- **TASK ITEM**: Repeat back every line of the data, exactly.

================

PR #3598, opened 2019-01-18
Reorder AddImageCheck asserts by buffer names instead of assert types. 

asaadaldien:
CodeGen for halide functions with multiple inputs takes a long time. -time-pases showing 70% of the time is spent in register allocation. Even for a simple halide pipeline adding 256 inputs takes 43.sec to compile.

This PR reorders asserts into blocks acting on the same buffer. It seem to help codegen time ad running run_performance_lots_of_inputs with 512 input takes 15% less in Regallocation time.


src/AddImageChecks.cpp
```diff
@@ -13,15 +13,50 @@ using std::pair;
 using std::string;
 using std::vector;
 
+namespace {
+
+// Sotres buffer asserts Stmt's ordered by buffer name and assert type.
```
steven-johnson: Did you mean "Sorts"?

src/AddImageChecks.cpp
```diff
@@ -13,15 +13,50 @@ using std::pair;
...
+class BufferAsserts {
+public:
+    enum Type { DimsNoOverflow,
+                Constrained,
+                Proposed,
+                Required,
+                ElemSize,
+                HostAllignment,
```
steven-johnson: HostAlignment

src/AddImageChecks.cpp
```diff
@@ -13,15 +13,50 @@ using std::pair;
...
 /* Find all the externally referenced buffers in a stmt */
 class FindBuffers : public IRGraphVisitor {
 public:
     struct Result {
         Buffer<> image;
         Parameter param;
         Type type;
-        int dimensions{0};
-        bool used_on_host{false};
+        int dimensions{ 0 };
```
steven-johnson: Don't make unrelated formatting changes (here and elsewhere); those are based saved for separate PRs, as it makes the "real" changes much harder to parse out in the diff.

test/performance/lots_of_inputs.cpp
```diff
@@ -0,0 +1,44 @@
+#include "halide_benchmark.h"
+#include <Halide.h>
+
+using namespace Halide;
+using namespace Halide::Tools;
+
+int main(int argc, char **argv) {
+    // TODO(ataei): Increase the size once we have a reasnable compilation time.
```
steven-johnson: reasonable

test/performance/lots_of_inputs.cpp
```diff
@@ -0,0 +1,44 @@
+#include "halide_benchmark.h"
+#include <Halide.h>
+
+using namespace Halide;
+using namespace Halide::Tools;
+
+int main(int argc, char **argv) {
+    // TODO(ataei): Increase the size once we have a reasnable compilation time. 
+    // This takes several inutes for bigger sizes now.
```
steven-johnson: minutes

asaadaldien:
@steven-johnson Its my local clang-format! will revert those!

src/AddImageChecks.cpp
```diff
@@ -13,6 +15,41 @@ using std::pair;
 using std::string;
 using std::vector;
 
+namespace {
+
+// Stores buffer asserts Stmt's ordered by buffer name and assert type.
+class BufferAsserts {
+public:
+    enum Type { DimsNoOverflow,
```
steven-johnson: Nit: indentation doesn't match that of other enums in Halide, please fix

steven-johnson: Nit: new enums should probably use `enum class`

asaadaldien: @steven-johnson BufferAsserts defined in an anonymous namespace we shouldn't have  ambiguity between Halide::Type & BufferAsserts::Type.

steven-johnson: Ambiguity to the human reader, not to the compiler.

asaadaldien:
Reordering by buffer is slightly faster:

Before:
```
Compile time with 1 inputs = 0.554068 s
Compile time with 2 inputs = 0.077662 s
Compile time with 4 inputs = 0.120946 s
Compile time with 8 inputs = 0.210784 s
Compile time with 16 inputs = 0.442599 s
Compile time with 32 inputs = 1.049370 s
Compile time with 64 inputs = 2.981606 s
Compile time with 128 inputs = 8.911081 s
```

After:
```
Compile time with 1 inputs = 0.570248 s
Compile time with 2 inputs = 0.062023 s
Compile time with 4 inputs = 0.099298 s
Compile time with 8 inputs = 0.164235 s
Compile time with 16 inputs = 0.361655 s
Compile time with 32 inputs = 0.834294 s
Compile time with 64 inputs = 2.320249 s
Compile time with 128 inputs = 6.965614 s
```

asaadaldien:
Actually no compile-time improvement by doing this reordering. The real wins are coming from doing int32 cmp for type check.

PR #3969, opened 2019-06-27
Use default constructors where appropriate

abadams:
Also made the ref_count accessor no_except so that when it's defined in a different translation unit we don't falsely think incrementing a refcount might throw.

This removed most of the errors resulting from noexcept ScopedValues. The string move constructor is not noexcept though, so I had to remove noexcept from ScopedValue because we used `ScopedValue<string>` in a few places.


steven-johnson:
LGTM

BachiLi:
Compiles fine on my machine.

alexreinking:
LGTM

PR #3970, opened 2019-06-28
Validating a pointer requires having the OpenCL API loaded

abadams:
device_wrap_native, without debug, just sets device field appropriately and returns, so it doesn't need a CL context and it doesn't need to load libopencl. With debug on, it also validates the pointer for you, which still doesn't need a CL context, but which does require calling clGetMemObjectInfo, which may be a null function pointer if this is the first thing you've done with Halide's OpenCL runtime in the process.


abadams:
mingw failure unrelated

================

- **EXERCISE ANSWER**:
PR #3598, opened 2019-01-18
Reorder AddImageCheck asserts by buffer names instead of assert types. 

asaadaldien:
CodeGen for halide functions with multiple inputs takes a long time. -time-pases showing 70% of the time is spent in register allocation. Even for a simple halide pipeline adding 256 inputs takes 43.sec to compile.

This PR reorders asserts into blocks acting on the same buffer. It seem to help codegen time ad running run_performance_lots_of_inputs with 512 input takes 15% less in Regallocation time.


src/AddImageChecks.cpp
```diff
@@ -13,15 +13,50 @@ using std::pair;
 using std::string;
 using std::vector;
 
+namespace {
+
+// Sotres buffer asserts Stmt's ordered by buffer name and assert type.
```
steven-johnson: Did you mean "Sorts"?

src/AddImageChecks.cpp
```diff
@@ -13,15 +13,50 @@ using std::pair;
...
+class BufferAsserts {
+public:
+    enum Type { DimsNoOverflow,
+                Constrained,
+                Proposed,
+                Required,
+                ElemSize,
+                HostAllignment,
```
steven-johnson: HostAlignment

src/AddImageChecks.cpp
```diff
@@ -13,15 +13,50 @@ using std::pair;
...
 /* Find all the externally referenced buffers in a stmt */
 class FindBuffers : public IRGraphVisitor {
 public:
     struct Result {
         Buffer<> image;
         Parameter param;
         Type type;
-        int dimensions{0};
-        bool used_on_host{false};
+        int dimensions{ 0 };
```
steven-johnson: Don't make unrelated formatting changes (here and elsewhere); those are based saved for separate PRs, as it makes the "real" changes much harder to parse out in the diff.

test/performance/lots_of_inputs.cpp
```diff
@@ -0,0 +1,44 @@
+#include "halide_benchmark.h"
+#include <Halide.h>
+
+using namespace Halide;
+using namespace Halide::Tools;
+
+int main(int argc, char **argv) {
+    // TODO(ataei): Increase the size once we have a reasnable compilation time.
```
steven-johnson: reasonable

test/performance/lots_of_inputs.cpp
```diff
@@ -0,0 +1,44 @@
+#include "halide_benchmark.h"
+#include <Halide.h>
+
+using namespace Halide;
+using namespace Halide::Tools;
+
+int main(int argc, char **argv) {
+    // TODO(ataei): Increase the size once we have a reasnable compilation time. 
+    // This takes several inutes for bigger sizes now.
```
steven-johnson: minutes

asaadaldien:
@steven-johnson Its my local clang-format! will revert those!

src/AddImageChecks.cpp
```diff
@@ -13,6 +15,41 @@ using std::pair;
 using std::string;
 using std::vector;
 
+namespace {
+
+// Stores buffer asserts Stmt's ordered by buffer name and assert type.
+class BufferAsserts {
+public:
+    enum Type { DimsNoOverflow,
```
steven-johnson: Nit: indentation doesn't match that of other enums in Halide, please fix

steven-johnson: Nit: new enums should probably use `enum class`

asaadaldien: @steven-johnson BufferAsserts defined in an anonymous namespace we shouldn't have  ambiguity between Halide::Type & BufferAsserts::Type.

steven-johnson: Ambiguity to the human reader, not to the compiler.

asaadaldien:
Reordering by buffer is slightly faster:

Before:
```
Compile time with 1 inputs = 0.554068 s
Compile time with 2 inputs = 0.077662 s
Compile time with 4 inputs = 0.120946 s
Compile time with 8 inputs = 0.210784 s
Compile time with 16 inputs = 0.442599 s
Compile time with 32 inputs = 1.049370 s
Compile time with 64 inputs = 2.981606 s
Compile time with 128 inputs = 8.911081 s
```

After:
```
Compile time with 1 inputs = 0.570248 s
Compile time with 2 inputs = 0.062023 s
Compile time with 4 inputs = 0.099298 s
Compile time with 8 inputs = 0.164235 s
Compile time with 16 inputs = 0.361655 s
Compile time with 32 inputs = 0.834294 s
Compile time with 64 inputs = 2.320249 s
Compile time with 128 inputs = 6.965614 s
```

asaadaldien:
Actually no compile-time improvement by doing this reordering. The real wins are coming from doing int32 cmp for type check.

PR #3969, opened 2019-06-27
Use default constructors where appropriate

abadams:
Also made the ref_count accessor no_except so that when it's defined in a different translation unit we don't falsely think incrementing a refcount might throw.

This removed most of the errors resulting from noexcept ScopedValues. The string move constructor is not noexcept though, so I had to remove noexcept from ScopedValue because we used `ScopedValue<string>` in a few places.


steven-johnson:
LGTM

BachiLi:
Compiles fine on my machine.

alexreinking:
LGTM

PR #3970, opened 2019-06-28
Validating a pointer requires having the OpenCL API loaded

abadams:
device_wrap_native, without debug, just sets device field appropriately and returns, so it doesn't need a CL context and it doesn't need to load libopencl. With debug on, it also validates the pointer for you, which still doesn't need a CL context, but which does require calling clGetMemObjectInfo, which may be a null function pointer if this is the first thing you've done with Halide's OpenCL runtime in the process.


abadams:
mingw failure unrelated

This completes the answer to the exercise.